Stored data
Issue #726, opened 2015-03-10
[Feature Reqest] USB copy Gamelist, Downloaded_Images, and Configurations


robertybob:
I like the USB romservice feature but I don't understand why we don't do the same thing for gamelist.xmls and the scraped/downloaded images/box arts we have. I create all of these on my PC and rather than keep using SSH to transfer them over, I'd like to be able to just plug my USB stick into my Pi, my PC, then back into my Pi and have it copy over all of my ROMs, artwork and custom gamelist.xml files in one go.

petrockblog:
In addition it would make sense to also sync configuration files with the USB stick. In this way the USB copy service could become a tool for a simple backup and restore of most of the customized things of the users.

joolswills:
how would you envisage the configurations to be synced ? I'm just thinking whether it would be confusing if roms are synced one way, but configurations the other.

petrockblog:
Good point.
Maybe it would be a good compromise, if there were the folders `configs_fromRetroPie` and `configs_toRetroPie`.
After mounting the USB service would create a new backup of the configuration files (maybe in an archive, keeping older revisions of configurations in separate files).
Per default the folder `configs_toRetroPie` contains only a `read.txt` telling the user that if he puts configuration files in that folder they will be copied over to the RPi. 
A backup and restore use case would then consist of
1. There user hooks up the USB stick to the RPi, the USB service copies all configuration files to the folder `configs_fromRetroPie`.
2. The user copies the configuration archive to the folder `configs_toRetroPie`.
3. The user hooks up the USB stick to the RPi, the USB service sees that there are configurations to import and extracts/copies these configurations to their corresponding folders.

These are brainstorming thoughts, though. I might have overlooked something.

petrockblog:
I have committed what I have basically described above (see commit d0c798417264426394ce68c334a8de537865fd14). However, before we close this issue we need to discuss, which set of data actually belongs to the configurations that we want to have a backup of. The [copy script](https://github.com/petrockblog/RetroPie-Setup/blob/master/supplementary/01_retropie_copyroms) needs to be adapted accordingly then.

joolswills:
I think if doing this we may want to make the changes discussed in https://github.com/petrockblog/RetroPie-Setup/issues/619 .

I also think we should have three usbromservice options - install with copy script, just install service, and remove (we have install/remove currently afair). Possibly making the config backups optional.

[...]

PR #727, opened 2015-03-10
Lr module and emulator rework

joolswills:
emulator choices are configured in /opt/retropie/configs/emulators.cfg

There is a new file in supplementary with mapping from system name to "full name" and supported extensions. this is used for the es configuration - users can copy this to opt/retropie/configs/all/ and add their own extensions etc if they want. I split it out for systems where there were multiple emulators, and duplicated extensions etc.

Not all emulators have been switched to the new addSystem call - and it doesn't matter for those where there is a single emulator. with mupen64plus-testing we call this 3 times, so you can switch gpu core, so it can be used for some emulator options too (but isn't specifically designed for that)

feel free to ask any questions - this is not ready to go yet - I'm still testing etc.

### DIFF
--- a/scriptmodules/admin/setup.sh
+++ b/scriptmodules/admin/setup.sh
@@ -142,8 +142,6 @@ function updatescript_setup()
         return
     fi
     popd
-    printHeading "Updating ESConfigEdit script."
-    updateESConfigEdit
     printMsgs "dialog" "Fetched the latest version of the RetroPie Setup script. You need to restart the script."
 }
 
--- a/scriptmodules/emulators/advmame.sh
+++ b/scriptmodules/emulators/advmame.sh
@@ -42,5 +42,6 @@ function configure_advmame() {
 
     setDispmanx "$md_id" 1
 
+    addSystem 0 "$md_id" "mame-advmame" "$md_inst/libpocketsnes.so"
     setESSystem "MAME" "mame-advmame" "~/RetroPie/roms/mame-advmame" ".zip .ZIP" "$rootdir/supplementary/runcommand/runcommand.sh 0 \"$md_inst/bin/advmame %BASENAME%\" \"$md_id\"" "arcade" "mame"
 }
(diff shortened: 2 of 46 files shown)


gizmo98:
Looks good. There are still some setSystem functions left. Do you keep them because there is only one system emulator like libretro-handy or 4do atm?

joolswills:
wasn't a bad question but the answer was yes - because we had only a single emulator. we can migrate them as needed (if we migrate them, people can overrride the file extensions which can be useful perhaps).

joolswills:
(but there is no need to do it right away)

gizmo98:
Next dumb question! 
addsystem x is used to set the emulator priority? addsystem 0 is the default emulator? So we can set different default emulators for rpi1/2?

joolswills:
1 means default. so yeh, you can put logic in the modules depending - https://github.com/petrockblog/RetroPie-Setup/pull/727/files#diff-a262c7bd2c764f87a07733f8c2f19a18R44

joolswills:
there isn't any priority, it's just 0 or 1 for the default.

gizmo98:
Nice.

joolswills:
this is pretty much ready now. has had some testing and some fixes applied.

one thing to note is that the new code now runs the emulators with no video mode switching by default. From reading of the forum etc, it seems most users do not want this - performance can be affected, but the screenmode can be changed as needed - as this menu is now a major part of configuring set up, I expect it will be used more.

After this pull request I will add the ability to configure the retroarch render resolution also from the menu. This should then completely solve any problems with performance at 1080p etc.

joolswills:
ok. Please merge if happy. I have some others fixes etc to do on trunk, unrelated to this, but to avoid having to rebase/fix merge conflicts I'll wait until this is sorted.

petrockblog:
With the configuration becoming even more important now I like the idea of enhancing the USB copy service script such that all configuration files are also synced with the USB stick. I have added this thought to the issue #726.

PR #730, opened 2015-03-13
Cleanup

gizmo98:
-Move nestopia, armsnes, snes9x-next, gpsp-libretro and catsfc to source based installations.
-Cleanup mupen64plus module
-Mupen64plus/Mupen64plus-testing: Use vfp optimized code id platform=rpi1


joolswills:
I have built binaries for the emulators as moving them to 2+ also includes them in the binary installation.

BTW regarding the menu config, I am thinking  of changing this, so we have some flags which specify if the module is core / optional / experimental etc rather than just some id. Need to think about it some more though before submitting any code.

joolswills:
and thanks for the changes :)

Issue #531, opened 2014-12-26
runcommand and mode selection


joolswills:
I have some changes for runcommand.sh that seem logical and solve an issue in my case, but wanted to go over some details.

a) fbset -depth 8 && fbset -depth 16

Why is this needed? It first tries to set 8 bit depth, and if that succeeds it tries a 16 bit depth ? Are there cases where 16 bit will fail ?

b) starttype==1: set video mode to VGA ONLY IF tvservice is in HDMI mode, and run command

This mode is 4:3 ratio even on 16:9 monitors I believe ? Currently this mode is used for a bunch of emulators - but if on a 19:6 monitor mode 3 (mode 3: 720x480 @ 60Hz 16:9, clock:27MHz progressive) would seem a better choice to keep the correct aspect ratio ?

c) starttype 2 / 3 / 6 / 7 / 8 are not used by anything. Do they serve any purpose ?

--

Basically the changes I want to make are to take into account the preferred mode of the monitor, and record the aspect and group of that and use that as a basis for mode choice. My picade monitor is 1024x768, and the preferred mode is "state 0x12001a [HDMI DMT (16) RGB full 4:3], 1024x768 @ 60.00Hz, progressive". Some of the current emulators try to use starttype 4 (set video mode to 720p60 ONLY IF tvservice is in HDMI mode and run command) - which is unsuitable for a 4:3 monitor like mine. My changes would only allow this mode to be selected if the monitor preferred mode is the same aspect. In the case of my monitor, the preferred mode is a better choice.

If you could help me with some of these questions, I can make sure I don't break any existing functionality in use, but make runcommand work better for 4:3 and 16:19

gizmo98:
We need runcommand.sh to lower resolution because some emus (mostly libretrocores) slow down at 1080p. I have pushed another way to lower render resolution of retroarch without changing the display/framebuffer resolution. The pi can upscale any source to the frambuffer resolution for free --> https://github.com/libretro/RetroArch/pull/1308

All libretrocores can be run with "runcommand.sh 0". The render resolution can be set in retroarch.cfg with video_fullscreen_x and video_fullscreen_y. If both values are zero retroarch uses the display resolution (old behavior).

Upscaling can be tuned with boot arguments:
https://github.com/raspberrypi/firmware/issues/104

joolswills:
A step forward definitely - thanks - but I think this adds some more configuration problems unless I have misunderstood? 

[...]

PR #735, opened 2015-03-14
added options to launch menu to switch render resolution of retroarch #531

joolswills:
@gizmo98

The final piece ? As discussed on ticket #531 this now includes the ability to switch retroarch render resolution.

Options are

"320x240"
"640x480"
"960x720"
"1280x960"
"Use video output resolution"
"Use config file resolution"

it defaults to 640x480 - I thought about having a different default for pi2, but then I thought maybe best to err on the side of caution and go with best performance at a res that should be enough as a default. And of course it is easily switchable. But let me know what you think and if there is enough choice.

### DIFF
--- a/supplementary/runcommand.sh
+++ b/supplementary/runcommand.sh
@@ -66,6 +66,7 @@ function get_save_vars() {
     # convert emulator name / binary to a names usable as variables in our config file
     emusave=${emulator//\//_}
     emusave=${emusave//[^a-Z0-9_]/}
+    rendersave="${emusave}_render"
     romsave=r$(echo "$command" | md5sum | cut -d" " -f1)
 }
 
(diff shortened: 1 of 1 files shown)


joolswills:
I forgot about overlays of course, which could look better at 960x720. let me know if 640x480 is ok as a default anyway or if you definitely think pi2 would be better at higher default and I can put some additional logic in.

gizmo98:
Should be ok. I will check it tomorrow.

gizmo98:
Please update the retroarch binary. If i do a binary update aspect ratio will not be respected if 640x480 is set. All libretrocores are stretched.

joolswills:
I didn't notice that - but maybe because I was testing on a 4:3 screen.

Binaries are updated (quite a size difference now due to all the overlays / assets etc)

- [The problem] From the line with "# convert emulator" to the final line of the data above, please reproduce every line exactly and add nothing.

- [Answer box]
     # convert emulator name / binary to a names usable as variables in our config file
     emusave=${emulator//\//_}
     emusave=${emusave//[^a-Z0-9_]/}
+    rendersave="${emusave}_render"
     romsave=r$(echo "$command" | md5sum | cut -d" " -f1)
 }
 
(diff shortened: 1 of 1 files shown)


joolswills:
I forgot about overlays of course, which could look better at 960x720. let me know if 640x480 is ok as a default anyway or if you definitely think pi2 would be better at higher default and I can put some additional logic in.

gizmo98:
Should be ok. I will check it tomorrow.

gizmo98:
Please update the retroarch binary. If i do a binary update aspect ratio will not be respected if 640x480 is set. All libretrocores are stretched.

joolswills:
I didn't notice that - but maybe because I was testing on a 4:3 screen.

Binaries are updated (quite a size difference now due to all the overlays / assets etc)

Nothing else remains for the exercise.